4. Eating contaminated animals
Cats are obligate carnivores and adept hunters. They love to hunt down and consume small mammals. Generally, it’s not much of a problem, but if your cat happens to hunt down an infected animal and consume it, then the parasites will be transferred to your cat.
5. Contaminated intruders
Your cat doesn’t even have to eat the animal to get parasites from it. Let’s say, for example, that a rat made its way into your home. Even if your cat can’t find the rat, if it’s infected with a worm, that little rodent is releasing loads of parasites into the house through its feces, which can easily infect other household pets.
6. Contamination you tracked in
It doesn’t even take another animal to infect your feline. You might even step on a parasite and unknowingly track it into your home on your shoes or clothes. Once in your home, the parasite sheds from your clothes to the floor, where it waits to attach to a passerby, and your cat makes the perfect host.
7. Another animal in the household
As you can see, getting contaminated from other sources is easy. If you have a multi-pet household, then your cat could get contaminated by one of the other pets. Maybe your dog was playing outside and rolled in a patch of dirt that contained tapeworm larvae. When it comes back in, those larvae can easily infect your cat, creating an entire household of infected pets!

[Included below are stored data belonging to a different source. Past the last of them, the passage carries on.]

PR #5490, opened 2021-09-06
fix: install deps for new project via Yarn on Windows properly

### LINKED ISSUE #5466: Add `npm install` after npx @docusaurus/init@latest init my-website classic
## 📚 Documentation

Beginners like me could run into problems like if we do not do `npm install` and move to `npm run start` it will give error.

Yes

lex111:
## Motivation

Fix #5466 

Currently after #5233 merge dependencies are not install when initializing of new project via Yarn on Windows. This is probably because `FORCE_COLOR` environment variable is set  in command itself, but should be set in `env` object as second parameter in `shell.exec` call.
However just in case I use `supports-color` to make sure that terminal supports colorized output. 

Yes

## Test Plan

Try initialize new Docusaurus project on Windows with Yarn using Command Prompt or Git Bash locally.

## Related PRs

### DIFF
--- a/packages/docusaurus-init/package.json
+++ b/packages/docusaurus-init/package.json
@@ -29,9 +29,13 @@
     "prompts": "^2.4.1",
     "semver": "^7.3.4",
     "shelljs": "^0.8.4",
+    "supports-color": "^8.1.1",
     "tslib": "^2.2.0"
   },
   "engines": {
     "node": ">=12.13.0"
+  },
+  "devDependencies": {
+    "@types/supports-color": "^8.1.1"
   }
 }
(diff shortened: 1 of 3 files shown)


slorber:
LGTM, but not really sure how to test this 😅 

@Josh-Cena any opinion before merge?

Josh-Cena:
The change looks good to me, at least there won't be further regression... Maybe we should also run E2E tests on Windows?

slorber:
Going to merge then and we'll see on canary

> Maybe we should also run E2E tests on Windows?

Yes makes sense, will add a call to init + start there. I'll probably skip the Verdaccio part though, it's a bit heavy and would lead to a long test (windows tests are already slower...)

PR #5495, opened 2021-09-07
fix: ignore code block lines when creating excerpt

lex111:
## Motivation

Resolves rather rare use case of improperly creating excerpt if multiline code block is at the beginning of MD document. For example, the React Native docs contains [the page](http://reactnative.dev/docs/usecolorscheme) with code block at first, which creates excerpt containing "`jsx" only.

Yes

## Test Plan

Tests

## Related PRs


slorber:
make sense thanks 👍 someone else reported me this problem and I recommended to always use explicit descriptions, but having a better default would still be useful

PR #5498, opened 2021-09-07
feat: make Webpack url-loader limit configurable (env variable)

### LINKED ISSUE #5493: Expose settings to control the minification process(es)
## 🚀 Feature
As a user I'd like to have more control over the minification process.

We have a Docusarus blog that we also use as a source to send email newsletters (about 500k). I've noticed that some screenshots are inlined as `img src="data:image/png;base64,..."`. I'm guessing this is based on file size.

As I do not want to have the images in the payload in each email, I'd like to not have them inlined.

Yes.

No.

## Motivation

It's nice to have some control over the minification process to support different use cases.

## API Design

It would be nice to have some optional settings exposed for overriding the default behavior either in Docusaurus config or in the webpack config.

Someone suggested building a `remark plugin` which seems overly complicated to me, but I'll check it out.

stnor:
## Motivation
Fixes #5493 

Yes.

## Test Plan

1. Run `yarn run start:website` should work as before
2. Modify `package.json`and change `yarn run start:website` to `cross-env URL_LOADER_LIMIT=999999 yarn workspace website start`. The new limit should be in effect. I tested this by printing out the value of the const in the affected file.


RDIL (approved):
LGTM as a temporary solution.  I think this is a good change for the time being.

packages/docusaurus/src/webpack/utils.ts
```diff
@@ -326,8 +326,9 @@ type FileLoaderUtils = {
 
 // Inspired by https://github.com/gatsbyjs/gatsby/blob/8e6e021014da310b9cc7d02e58c9b3efe938c665/packages/gatsby/src/utils/webpack-utils.ts#L447
 export function getFileLoaderUtils(): FileLoaderUtils {
-  // files/images < 10kb will be inlined as base64 strings directly in the html
-  const urlLoaderLimit = 10000;
+  // files/images < 10kb (overridable via 'URL_LOADER_LIMIT' environment
+  // variable) will be inlined as base64 strings directly in the html
+  const urlLoaderLimit = process.env.URL_LOADER_LIMIT || 10000;
```
Josh-Cena, line 331: Don't know if it would be a great deal but could we have `URL_LOADER_LIMIT=0` to make all images not inlined (as in your use-case)? Won't that break this logic?

```suggestion
  const urlLoaderLimit = process.env.URL_LOADER_LIMIT ?? 10000;
```

stnor: I don't think zero makes sense in a prod env, but fair point. LGTM.

stnor: One can also discuss if 10000 is a resonable default :) I'd set it at 1000 or max 2000 personally.

Josh-Cena: Just wondering because your intention of this PR _is_ to make all images not inlined :P Won't the setting be `URL_LOADER_LIMIT=0`?

stnor: As a reference mod_pagespeed uses 2k:
https://www.modpagespeed.com/doc/reference-image-optimize#ImageInlineMaxBytes

Josh-Cena: Oh okay, I see the point now

stnor: I think your improvement is good. I started the default size discussion to the issue.

stnor:
OK, if you want to leave the 10000 byte limit as-is the PR is ready to merge (pending review).
https://github.com/facebook/docusaurus/pull/5498

slorber:
Thanks, agree this is a good-enough temporary change.

file-loader and url-loader are going to be deprecated someday and we'll migrate to the new asset system (POC https://github.com/facebook/docusaurus/pull/4708) so we'll avoid documenting this on purpose because the API surface is not ideal and we'll likely do a breaking change.

packages/docusaurus/src/webpack/utils.ts
```diff
@@ -326,8 +326,9 @@ type FileLoaderUtils = {
 
 // Inspired by https://github.com/gatsbyjs/gatsby/blob/8e6e021014da310b9cc7d02e58c9b3efe938c665/packages/gatsby/src/utils/webpack-utils.ts#L447
 export function getFileLoaderUtils(): FileLoaderUtils {
-  // files/images < 10kb will be inlined as base64 strings directly in the html
-  const urlLoaderLimit = 10000;
+  // files/images < 10kb (overridable via 'URL_LOADER_LIMIT' environment
+  // variable) will be inlined as base64 strings directly in the html
+  const urlLoaderLimit = process.env.URL_LOADER_LIMIT ?? 10000;
```
slorber, line 331: Have you tested this locally? Afaik `process.env.URL_LOADER_LIMIT` would be a string, shouldn't it be converted to a number?

slorber: I also suggest:
- moving it to `packages/docusaurus/src/constants.ts`
- name it `WEBPACK_ URL_LOADER_LIMIT`
- add comment to say it's temporary, link to this PR/issue

We'd rather centralize all those undocumented env variables in a single place

slorber (changes requested):

packages/docusaurus/src/webpack/utils.ts
stnor: > Have you tested this locally? Afaik `process.env.URL_LOADER_LIMIT` would be a string, shouldn't it be converted to a number?

It works with strings, but let's add that '+'.

I'll move the const and rename the ENV VAR as per your suggestion.

stnor: Done.

slorber:
Thanks

So it does work fine without using `parseInt()` on the env variable right?

slorber:
Looks like it accepts a string indeed:

https://v4.webpack.js.org/loaders/url-loader/#options

johnnyreilly:
I stumbled upon this when I was writing up how to use the 
docusaurus-image-cloudinary-remark-plugin:

https://johnnyreilly.com/2022/12/26/docusaurus-image-cloudinary-remark-plugin#introducing-remark-cloudinary-docusaurus

The workaround works... but it's not great developer experience. @slorber would you be open to having this configured more directly somehow? Perhaps using the `docusaurus.config.js`?

slorber:
@johnnyreilly what would be the api so that it's not overwhelming for 99% users not needing this option?

johnnyreilly:
So my thought is that this could be an option which is optional - you only use it if you need to use it; by default you don't.

I don't have particular thoughts on what the API should be but here's an idea (you may not like it, but it could start the ball rolling).  The configuration we want to tweak lives in this file:

https://github.com/facebook/docusaurus/blob/main/packages/docusaurus-utils/src/constants.ts

Imagine a docusaurus option called `configureConstants`; a function that takes the output of constants and allows users to fiddle with them to their hearts content.  Something like this:

```
export function makeConstants(modifier?: (constants: typeof CONSTANTS) => typeof CONSTANTS) {
  const CONSTANTS = {

    /** Node major version, directly read from env. */
    NODE_MAJOR_VERSION: parseInt(
      process.versions.node.split('.')[0]!,
      10,
    ),
    /** Node minor version, directly read from env. */
    NODE_MINOR_VERSION: parseInt(
      process.versions.node.split('.')[1]!,
      10,
    ),

    /** Docusaurus core version. */
    DOCUSAURUS_VERSION:
      // eslint-disable-next-line global-require, @typescript-eslint/no-var-requires
      (require('../package.json') as { version: string }).version,

    /**
     * Can be overridden with cli option `--out-dir`. Code should generally use
     * `context.outDir` instead (which is always absolute and localized).
     */
    DEFAULT_BUILD_DIR_NAME: 'build',

    /**
     * Can be overridden with cli option `--config`. Code should generally use
     * `context.siteConfigPath` instead (which is always absolute).
     *
     * This does not have extensions, so that we can substitute different ones
     * when resolving the path.
     */
    DEFAULT_CONFIG_FILE_NAME: 'docusaurus.config',

    /** Can be absolute or relative to site directory. */
    BABEL_CONFIG_FILE_NAME:
      process.env.DOCUSAURUS_BABEL_CONFIG_FILE_NAME ?? 'babel.config.js',

    /**
     * Can be absolute or relative to site directory. Code should generally use
     * `context.generatedFilesDir` instead (which is always absolute).
     */
    GENERATED_FILES_DIR_NAME:
      process.env.DOCUSAURUS_GENERATED_FILES_DIR_NAME ?? '.docusaurus',

    /**
     * We would assume all of the site's JS code lives in here and not outside.
     * Relative to the site directory.
     */
    SRC_DIR_NAME: 'src',

    /**
     * Can be overridden with `config.staticDirectories`. Code should use
     * `context.siteConfig.staticDirectories` instead (which is always absolute).
     */
    DEFAULT_STATIC_DIR_NAME: 'static',

    /**
     * Files here are handled by webpack, hashed (can be cached aggressively).
     * Relative to the build output folder.
     */
    OUTPUT_STATIC_ASSETS_DIR_NAME: 'assets',

    /**
     * Components in this directory will receive the `@theme` alias and be able to
     * shadow default theme components.
     */
    THEME_PATH: `${SRC_DIR_NAME}/theme`,

    /**
     * All translation-related data live here, relative to site directory. Content
     * will be namespaced by locale.
     */
    DEFAULT_I18N_DIR_NAME: 'i18n',

    /**
     * Translations for React code.
     */
    CODE_TRANSLATIONS_FILE_NAME: 'code.json',

    /** Dev server opens on this port by default. */
    DEFAULT_PORT: 3000,

    /** Default plugin ID. */
    DEFAULT_PLUGIN_ID: 'default',

    /**
     * Allow overriding the limit after which the url loader will no longer inline
     * assets.
     *
     * @see https://github.com/facebook/docusaurus/issues/5493
     */
    WEBPACK_URL_LOADER_LIMIT:
      process.env.WEBPACK_URL_LOADER_LIMIT ?? 10000,

  }

  return (modifier) ? modifier(CONSTANTS) : CONSTANTS;
}
```

It would be a power user feature to be sure - most people wouldn't use this.

PR #5543, opened 2021-09-08
docs: add note about files being ignored when prefixed with an unders…

KyrietS:
Documentation does not mention the fact that all files prefixed with an underscores are ignored. I had some markdown pages prefixed this way and after Docusaurus upgrade they disappeared.

## Motivation

Documentation doesn't mention this important fact.

👍 

## Test Plan

n/a

## Related PRs

n/a


lex111 (commented):
Thanks, but this feature is documented in separate section. 
 https://docusaurus.io/docs/markdown-features/react#importing-markdown
Did you read it?

KyrietS:
Hi @lex111, 
No, I didn't find it 😅. When I realized that *_myPage.md* is not generating then I searched the docs for the phrase "underscore". I never would have guessed that this information would be in the section about importing Markdown files in React... 

I still think this information should be a little more exposed. But if you disagree then I don't mind closing this PR.

lex111:
Since this is stand-alone functionality that should better be documented in single place. Let's just add an explanatory keyword "underscore" after `_`  to improve the search results.

> By convention, using the **`_` (underscore) filename prefix** ...

Josh-Cena:
I agree with @KyrietS. If I'm a normal user who never uses JSX syntax in Markdown, I shouldn't be obligated to read that section (even when it's technically in the "Guides" section—people are lazy and only read those they need). I read the "Create a doc" and it tells me to create a Markdown file, but nothing shows up.

For these casual users, it's better to explain everything they need in one place instead of having the essential information scattered everywhere. (For example, we just recently added duplicated explanations about the relationship between preset config and plugin config everywhere—it's certainly not undocumented before, but more clarification is never harmful)

lex111:
Alright, I don't mind that, but let's also add link to corresponding section describing this functionality.

KyrietS:
Alright, I've added a link:

> All files prefixed with an underscore (`_`) under the `docs` directory are treated as "partial" pages and will be ignored by default.
>
> Read more about [importing partial pages](https://docusaurus.io/docs/markdown-features/react#importing-markdown).

PR #5545, opened 2021-09-09
feat: make tags route path configurable

lex111:
## Motivation

Resolves #5542

Similar to  archive functionality, it should be possible to change the default path to tags list page.

Yes

## Test Plan

Try using `tagBasePath` field with value different from the default (`tags`).

## Related PRs


Josh-Cena:
#5542 is actually talking about docs tags :P We should port this feature there as well

lex111:
Good point, for some reason I was sure the issue was with blog.

slorber:
LGTM, thanks 👍

Issue #5555, opened 2021-09-11
My screen getting blank when i use mdx live editor.


fiqryq:
### Prerequisites

- [x] I'm using the latest version of Docusaurus.
- [x] I have tried the `npm run clear` or `yarn clear` command.
- [x] I have tried `rm -rf node_modules yarn.lock package-lock.json` and re-installing packages.
- [x] I have tried creating a repro with https://new.docusaurus.io
- [x] I have read the console error message carefully (if applicable)

### Description

I try to use MDX using livecodeblock , everything is okay until I try to delete all code on the live editor and when i press delete one more time my screen getting blank and my console give me this code :  Nothing was returned from render. This usually means a return statement is missing. Or, to render nothing, return null.

### Have you read the [Contributing Guidelines on issues](https://github.com/facebook/docusaurus/blob/main/CONTRIBUTING.md#reporting-new-issues)?

Yes

## Expected behavior

i can delete my code on the live editor.

## Actual behavior

console code :  Nothing was returned from render. This usually means a return statement is missing. Or, to render nothing, return null.

<img width="1440" alt="Screen Shot 2021-09-11 at 22 48 27" src="https://user-images.githubusercontent.com/25787603/132953583-032408e6-ea7a-4493-aa96-90c666e8663b.png">

## Your environment

- Public source code: https://github.com/fiqryq/fiqrychoerudin
- Public site URL: localhost / https://fiqrychoerudin.vercel.app/
- Docusaurus version used: 2.0.0-beta.6
- Environment name and version (chrome Version 93.0.4577.63 (Official Build) (x86_64) , Node.js 14.17.6 LTS):
- Operating system and version (Mac OS Big Sur 11.5.2):

## Reproducible demo

Use https://new.docusaurus.io to create a CodeSandbox reproducible demo of the bug.

(Paste the link to an example repo, including a `docusaurus.config.js`, and exact instructions to reproduce the issue.)

lex111:
Could you please provide reproducible code or video? For example, I don't see an error if I delete code from [the section on docs website](http://localhost:3000/docs/markdown-features/code-blocks#interactive-code-editor).

![image](https://user-images.githubusercontent.com/4408379/132954481-7bf98751-0ecf-4a1d-ac20-5f27cdcb9bfc.png)

ChristopherHButler:
[...]

PR #5556, opened 2021-09-11
fix: pin react-live due to possible mismatch React

lex111:
## Motivation

Reported in #5555.

Since [latest minor version of react-live 2.3.0](https://github.com/FormidableLabs/react-live/releases/tag/v2.3.0) is built on hooks and not supports React v17, Docusaurus sites running through npm will not able use live code blocks because of error about React version mismatch (see https://github.com/FormidableLabs/react-live/issues/265#issuecomment-896702161). Of course, users can downgrade React version to make it work, or use webpack alias, but it would be better to handle this internally.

Worms are gastrointestinal parasites that live in your cat’s body and make it sick. You might not notice any symptoms, but you should definitely look out for little white particles in your cat’s stool. If you think your cat has worms, the vet should be able to check for you. Luckily, treatment is simple; just use a deworming medication. You can even prevent worms in the first place with proper yearly vaccination.
Even if your cats get worms, it’s not the end of the world. Rather, it’s pretty common, and it’s easily treatable. Just try to keep your cat’s living area sanitary and get regular checkups for your cat so you can catch the infection early. Remember, there are many ways your cats can get infected, so, even if your cat spends all its time indoors, it’s not immune to worms.